<<<<

PR #278, opened 2026-08-02
AgentSession uses field names Linear does not have (F-1172)

GaganSD:
## What

`twin-linear`'s `AgentSession` **output type** now uses Linear's real field names and types; a pre-rename database migrates in place on open; and a new guard test fails whenever the twin declares an `AgentSession` field Linear does not have.

| was | is now |
| --- | --- |
| `state: String!` | `status: AgentSessionStatus!` |
| `externalUrl: String` | `externalUrls: JSON!` |
| `agentUser: User!` | `appUser: User!` |
| `id: String!` | `id: ID!` |
| `createdAt` / `updatedAt: String!` | `createdAt` / `updatedAt: DateTime!` |
| `plan: String` | `plan: JSON` |

`AgentSessionStatus` is a real enum carrying Linear's six members — `pending`, `active`, `awaitingInput`, `complete`, `error`, `stale`. The twin's invented `completed` / `failed` / `canceled` are rejected now and rewritten on open: `completed` → `complete`, `failed` → `error`, `canceled` → `stale` (Linear has no cancellation state; `stale`, "no longer progressing", is its closest neighbour). `externalUrls` is a collection of `{ url, label }` objects, matching Linear, and is never null. Mutation inputs (`appUserId`, `status`, `externalUrls: [AgentSessionExternalUrlInput!]`), the `/state` export and the `AgentSessionEvent` webhook payload follow the rename.

## Why

F-1172. An agent written against the real Linear API read `undefined` from the twin, and an agent written against the twin broke in production — the exact failure the twins exist to prevent. pome-cloud's declared lane found two of these (`state`, `externalUrl`) only because the capture query happened to select them; reading the SDL showed six.

Per the founder ruling on the ticket: fix the twin, do not register a divergence, and ship the rename straight as a breaking change. No alias and no deprecation window — a twin carrying both `state` and `status` would still expose a field Linear does not declare, so the shim would leave the gate red on the alias.

### Scope of the "no invented fields" claim — read this first

The claim in this PR is scoped to the **output type**. `GUARDED_TYPES` covers `AgentSession`, `AgentSessionStatus` and `AgentSessionExternalUrlInput` — the output surface plus the one input object the twin mirrors exactly.

**The mutation-input surface still diverges from Linear and this PR does not fix it.** Verified against `api.linear.app`:

- `AgentSessionUpdateInput` upstream declares exactly `externalLink, externalUrls, addedExternalUrls, removedExternalUrls, plan, dismissedAt, userState` — **no `status`, no `id`**. Upstream, session status moves via agent activities, not through `agentSessionUpdate` at all. The twin declares `id, status, plan, externalUrls`, so renaming `state` → `status` on that input replaced one invented field with another.
- `AgentSessionCreateOnIssue` / `AgentSessionCreateOnComment` are not Linear type names at all (upstream has `AgentSessionCreateInput { id, issueId, appUserId, context }`), and the twin adds `plan`.
- `AgentActivityCreateInput` — twin: `sessionId, type, body, ephemeral`; Linear: `id, agentSessionId, signal, signalMetadata, contextualMetadata, content, ephemeral`.

All of these predate F-1172 (the old `state` / `agentUserId` were equally invented) and are tracked separately. `status` stays on the input rather than reverting to `state`: both are invented, but `status` is at least consistent with the output type. The scope note is recorded at `GUARDED_TYPES` in `scripts/regen-linear-introspection.mjs`, on `MUST_BE_GUARDED` in the guard test, and in the CHANGELOG, so nobody reads the guard as evidence about the input surface.

### The guard

`test/linear-schema-subset.test.ts` asserts the twin's guarded members are a *subset* of Linear's, read from `fixtures/linear-introspection.json` — a committed, credential-free slice of Linear's real introspection response (Linear answers introspection unauthenticated). Refresh with `node scripts/regen-linear-introspection.mjs`. Subset, not equality: not modelling a field is ordinary coverage scope, inventing one is a defect. A type absent from the fixture is unguarded, so the test also asserts the types it claims to guard are present and non-empty — an empty fixture cannot make it pass vacuously.

**Proven it can fail.** Committed red first (`agentUser, externalUrl, state`), green after the rename, and separately verified green → red → green by adding and removing an invented `totallyRealLinearField`.

### The storage migration

An existing `LINEAR_TWIN_DB` file used to open **clean** on the old columns — `CREATE TABLE IF NOT EXISTS` is a no-op on an existing table — and then die later, far from the cause, with `"undefined" is not valid JSON` out of `mapAgentSession`. `migrate()` now renames `agent_user_id` → `app_user_id` and `state` → `status`, adds `external_urls_json`, backfills a non-empty `external_url` into a one-entry collection (`[{ url, label: "" }]` — Linear's label is non-null and the old shape carried none), drops `external_url`, and rewrites the three retired status values. Idempotent; a no-op on a database created by the current schema. Cloud's per-session databases are ephemeral (ADR-012) and unaffected; local and self-host files are not.

Verified by building a database with the pre-rename code and reopening it with this branch — before/after in the review thread. `test/agent-session-migration.test.ts` is the committed regression (5 cases: column rename, all three status mappings including `canceled`, the `external_url` backfill, idempotency, and the read-boundary failure); all 5 go red when the `migrateAgentSessions(db)` call is removed.

`mapAgentSession` no longer casts a stored status through unvalidated. An unmappable value now fails at the read boundary naming the value and the cause, instead of surviving to die at GraphQL enum serialisation with `Enum "AgentSessionStatus" cannot represent value: "canceled"`.

### Other

- **#277's tri-state contract survives.** `updateAgentSession` still tests presence with `!== undefined`, never `in`. `externalUrls` joins the contract: absent or `undefined` leaves it alone, `null` clears it to `[]`. `test/partial-update-tristate.test.ts` asserts that over `externalUrls` as well as `plan`.
- **Two findings beyond the ticket's table**, confirmed against introspection: `plan: String` is also a type Linear does not use (`plan: JSON`) — fixed here, same defect class, and a string is already valid JSON so nothing changes on the wire. And `externalUrls: JSON!` is itself deprecated upstream in favour of `externalLinks: [AgentSessionExternalLink!]!` (as is `externalLink: String`, the exact 1:1 match for the old `externalUrl`). Both are declared, so the gate is satisfied either way; adopting `externalLinks` is new-field scope and out of scope here.
- **No version bump.** `package.json` stays 0.2.0 and the entry sits under `## Unreleased`, matching how #277 landed; per `PACKAGE_RELEASE.md` the release batch owns the bump and the `cli/` pin. This is a `/state`-payload and on-disk-schema change, so it is a **minor** (0.3.0) when that batch runs. pome-cloud #479 needs that release plus a re-pin.

## Review required

Yes — twin fidelity contract, and a breaking change to observable twin behaviour (`AgentSession` field names, `AgentSessionStatus` values, on-disk `agent_sessions` schema, `/state` export, `AgentSessionEvent` webhook payload).

### DIFF
--- a/packages/twin-linear/CHANGELOG.md
+++ b/packages/twin-linear/CHANGELOG.md
@@ -56,7 +56,11 @@
   (`fixtures/linear-introspection.json`, refreshed by
   `node scripts/regen-linear-introspection.mjs`). The old drift only surfaced
   when a capture query happened to select the field; this fails at authoring
-  time instead.
+  time instead. Scope: the guard covers the output type and the one input
+  object the twin mirrors exactly. The mutation-input surface
+  (`AgentSessionUpdateInput`, `AgentSessionCreateOnIssue` / `OnComment`,
+  `AgentActivityCreateInput`) still diverges from Linear, predates this change,
+  and is tracked separately.
 - **Fixed: partial updates no longer wipe fields the caller never mentioned
   (F-1166).** Nullable fields on update mutations are tri-state — key absent
   and key present with `undefined` both mean "leave alone", `null` means
--- a/packages/twin-linear/CHANGELOG.md
+++ b/packages/twin-linear/CHANGELOG.md
@@ -2,6 +2,48 @@
 
 ## Unreleased
 
+- **BREAKING — `AgentSession` now uses Linear's real field names and types
+  (F-1172).** The twin declared four fields Linear does not have, so an agent
+  written against real Linear read `undefined` from the twin and an agent
+  written against the twin broke in production. There is no alias and no
+  deprecation window: a twin carrying both the old and the new name would still
+  expose a field Linear does not declare, which is the defect itself.
+
+  | was | is now |
+  | --- | --- |
+  | `state: String!` | `status: AgentSessionStatus!` |
+  | `externalUrl: String` | `externalUrls: JSON!` |
+  | `agentUser: User!` | `appUser: User!` |
+  | `id: String!` | `id: ID!` |
+  | `createdAt` / `updatedAt: String!` | `createdAt` / `updatedAt: DateTime!` |
+  | `plan: String` | `plan: JSON` |
+
+  `AgentSessionStatus` is now a real enum carrying Linear's six members —
+  `pending`, `active`, `awaitingInput`, `complete`, `error`, `stale`. The twin
+  previously accepted `completed`, `failed` and `canceled`, which Linear does
+  not have; those are rejected now. Migrate `completed` → `complete` and
+  `failed` → `error`.
+
+  `externalUrls` is a collection, matching Linear: it replaces the single
+  nullable `externalUrl` string with a JSON array of `{ url, label }` objects,
+  and it is never null (an empty array when there are none). The mutation
+  inputs follow: `agentSessionCreateOnIssue` / `agentSessionCreateOnComment`
+  take `appUserId` and `externalUrls: [AgentSessionExternalUrlInput!]`, and
+  `agentSessionUpdate` takes `status` and `externalUrls`. F-1166's tri-state
+  contract is unchanged — key absent or `undefined` leaves a field alone, and
+  `null` clears it (`externalUrls: null` clears to `[]`).
+
+  The `/state` export and the `AgentSessionEvent` webhook payload rename with
+  the wire surface (`appUserId`, `status`, `externalUrls`).
+- **Added: a guard that fails when the twin invents a field Linear does not
+  have (F-1172).** `test/linear-schema-subset.test.ts` asserts the twin's
+  `AgentSession`, `AgentSessionStatus` and `AgentSessionExternalUrlInput`
+  members are a subset of Linear's, read from a committed, credential-free
+  slice of Linear's real introspection response
+  (`fixtures/linear-introspection.json`, refreshed by
+  `node scripts/regen-linear-introspection.mjs`). The old drift only surfaced
+  when a capture query happened to select the field; this fails at authoring
+  time instead.
 - **Fixed: partial updates no longer wipe fields the caller never mentioned
   (F-1166).** Nullable fields on update mutations are tri-state — key absent
   and key present with `undefined` both mean "leave alone", `null` means
--- a/packages/twin-linear/CHANGELOG.md
+++ b/packages/twin-linear/CHANGELOG.md
@@ -21,8 +21,21 @@
   `AgentSessionStatus` is now a real enum carrying Linear's six members —
   `pending`, `active`, `awaitingInput`, `complete`, `error`, `stale`. The twin
   previously accepted `completed`, `failed` and `canceled`, which Linear does
-  not have; those are rejected now. Migrate `completed` → `complete` and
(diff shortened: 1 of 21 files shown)


GaganSD:
### Storage migration — verified against a real pre-rename database

Not synthetic. The database was built by checking out the pre-rename commit (`5ea50b1`) into a worktree and running the **old** code against a file DB, then reopening that file with this branch.

**Built with the pre-rename code (`5ea50b1`):**

```
[old code] wrote /tmp/f1172-old.db
[old code] columns: id,issue_id,comment_id,agent_user_id,state,plan,external_url,created_at,updated_at
[old code] rows: [
 { "id": "45b5a038-…", "agent_user_id": "user_agent", "state": "canceled",
   "plan": null, "external_url": "https://old.example/run" },
 { "id": "d535e10d-…", "agent_user_id": "user_agent", "state": "completed",
   "plan": "OLD-PLAN", "external_url": null },
 { "id": "c7db9891-…", "agent_user_id": "user_agent", "state": "failed",
   "plan": null, "external_url": null }
]
```

**BEFORE — that file opened with `f8f64cc` (rename, no migration):**

```
open+migrate: OK "opened"
columns: id,issue_id,comment_id,agent_user_id,state,plan,external_url,created_at,updated_at
domain list: THREW "undefined" is not valid JSON
domain update: THREW "undefined" is not valid JSON
state export: THREW no such column: app_user_id
```

**AFTER — the same file opened with `7cff95b`:**

```
open+migrate: OK "opened"
columns: id,issue_id,comment_id,app_user_id,status,plan,created_at,updated_at,external_urls_json
domain list: OK [
  {"id":"45b5a038-…","appUserId":"user_agent","status":"stale","plan":null,
   "externalUrls":[{"url":"https://old.example/run","label":""}]},
  {"id":"d535e10d-…","appUserId":"user_agent","status":"complete","plan":"OLD-PLAN",
   "externalUrls":[]},
  {"id":"c7db9891-…","appUserId":"user_agent","status":"error","plan":null,
   "externalUrls":[]}
]
domain update: OK {"id":"45b5a038-…","status":"active",
   "externalUrls":[{"url":"https://old.example/run","label":""}]}
state export: OK [ …three rows, appUserId / status / externalUrls… ]
```

All three retired statuses map, `canceled` included; the old `external_url` survives into the collection; `/state` works.

### The regression test can fail

`test/agent-session-migration.test.ts`, with the `migrateAgentSessions(db)` call commented out of `migrate()`:

```
 ❯ test/agent-session-migration.test.ts (5 tests | 5 failed) 80ms
     × renames the columns instead of opening clean and crashing later 28ms
     × maps every retired status onto a Linear member, canceled included 14ms
     × carries the old single external_url into the externalUrls collection 13ms
     × is idempotent — reopening a migrated database changes nothing 13ms
     × fails legibly if an unmigratable status somehow reaches the read boundary 12ms
```

Restored:

```
 Test Files  1 passed (1)
      Tests  5 passed (5)
```

The test builds the pre-rename table by putting a seeded database back into the 0.2.0 shape and asserting its column set equals the frozen pre-rename list *before* touching the migration, so it cannot silently drift into testing the new shape against itself.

>>>>

(WHAT YOU NEED TO DO) In the entries above, restate word for word the lines between the one holding "Per the founder" and the one holding "mutation-input surface still", inclusive, and nothing besides.

(SOLUTION)
Per the founder ruling on the ticket: fix the twin, do not register a divergence, and ship the rename straight as a breaking change. No alias and no deprecation window — a twin carrying both `state` and `status` would still expose a field Linear does not declare, so the shim would leave the gate red on the alias.

### Scope of the "no invented fields" claim — read this first

The claim in this PR is scoped to the **output type**. `GUARDED_TYPES` covers `AgentSession`, `AgentSessionStatus` and `AgentSessionExternalUrlInput` — the output surface plus the one input object the twin mirrors exactly.

**The mutation-input surface still diverges from Linear and this PR does not fix it.** Verified against `api.linear.app`:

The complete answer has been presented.